▶ Problem:
Nothing but the lines from the one that contains "4) Once the" through the end of the data should be reproduced, and each must match exactly.

▶ Exercise materials:
PR #2482, opened 2024-04-02
fix: bridge daily transaction limit logic

gleiser-oliveira:
## Jira ticket(s)

VEN-2517

## Changes

- If the last successful transaction happened 24 hours ago or more, the next possible transaction will belong to a new window, meaning the amount that can be bridged is the maxDailyLimitUsd
- If the last successful transaction happened in the current 24 hour window, use the current logic of calculating the remainingUsdValue when validating how much a user can bridge

### DIFF
--- a/apps/evm/src/pages/Bridge/useBridgeForm.ts
+++ b/apps/evm/src/pages/Bridge/useBridgeForm.ts
@@ -1,6 +1,6 @@
 import { zodResolver } from '@hookform/resolvers/zod';
 import BigNumber from 'bignumber.js';
-import { fromUnixTime } from 'date-fns';
+import { fromUnixTime, isBefore } from 'date-fns';
 import { type MutableRefObject, useCallback, useEffect, useMemo } from 'react';
 import { useForm } from 'react-hook-form';
 import { z } from 'zod';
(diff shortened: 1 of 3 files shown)


apps/evm/src/pages/Bridge/useBridgeForm.ts
```diff
@@ -177,7 +178,16 @@ const useBridgeForm = ({ toChainIdRef, walletBalanceTokens, xvs }: UseBridgeForm
...
       // checks if this bridge transaction is going to exceed the global daily limit in USD
-      const isDailyTransactionLimitExceeded = xvsAmountUsd.gt(remainingXvsDailyLimitUsd);
+      // and if we are inside the daily limit transaction window (24 hours from the informed dailyLimitResetTimestamp)
+      const dailyLimitResetDate = fromUnixTime(dailyLimitResetTimestamp.toNumber());
+      dailyLimitResetDate.setDate(dailyLimitResetDate.getDate() + 1);
+      const nowDate = new Date();
+      const isNowBeforeDailyLimitReset = isBefore(nowDate, dailyLimitResetDate);
+      const dailyBridgeUsdLimit = isNowBeforeDailyLimitReset
+        ? remainingXvsDailyLimitUsd
+        : maxDailyLimitUsd;
```
therealemjy, line 188: I think that someone could bypass the checks, if the current time was after the daily limit reset and they made multiple transactions that separately do not exceed the maximum daily limit, but combined go above it  (in which case we'd always consider their limit to be the maximum daily limit allowed, despite having used some of it from the next 24-hour cycle).

gleiser-oliveira: Not sure if I understood the comment completely 😂, I think your concern comes from this

`const isNowBeforeDailyLimitReset = isBefore(nowDate, dailyLimitResetDate);`

The full idea is:
1) `dailyLimitResetDate` is the timestamp (`dailyLimitResetTimestamp`) informed by the contract, plus 24 hours in advance (meaning if the timestamp is right now, `dailyLimitResetDate`should be in 24 hours from now)
2) `dailyLimitResetTimestamp` only updates in the contract side if there is activity (successful transactions) in the bridge. Meaning it can "stay" in the past until there is new activity.
3) If `dailyLimitResetTimestamp` is in the past over 24 hours from now, it means that the next bridge operation can potentially use all the `maxDailyLimitUsd`.
4) Once the user submits this transaction, the contract updates `dailyLimitResetTimestamp` and we go back to the situation where `remainingXvsDailyLimitUsd` is used, because now `nowDate` is before `dailyLimitResetDate`

therealemjy: Ahh I see, that's clearer, thanks! All good for me then :)

therealemjy (approved):

apps/evm/src/pages/Bridge/useBridgeForm.ts
therealemjy: Ahh I see, that's clearer! All good for me then. Thanks :)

▶ Worked solution:
4) Once the user submits this transaction, the contract updates `dailyLimitResetTimestamp` and we go back to the situation where `remainingXvsDailyLimitUsd` is used, because now `nowDate` is before `dailyLimitResetDate`

therealemjy: Ahh I see, that's clearer, thanks! All good for me then :)

therealemjy (approved):

apps/evm/src/pages/Bridge/useBridgeForm.ts
therealemjy: Ahh I see, that's clearer! All good for me then. Thanks :)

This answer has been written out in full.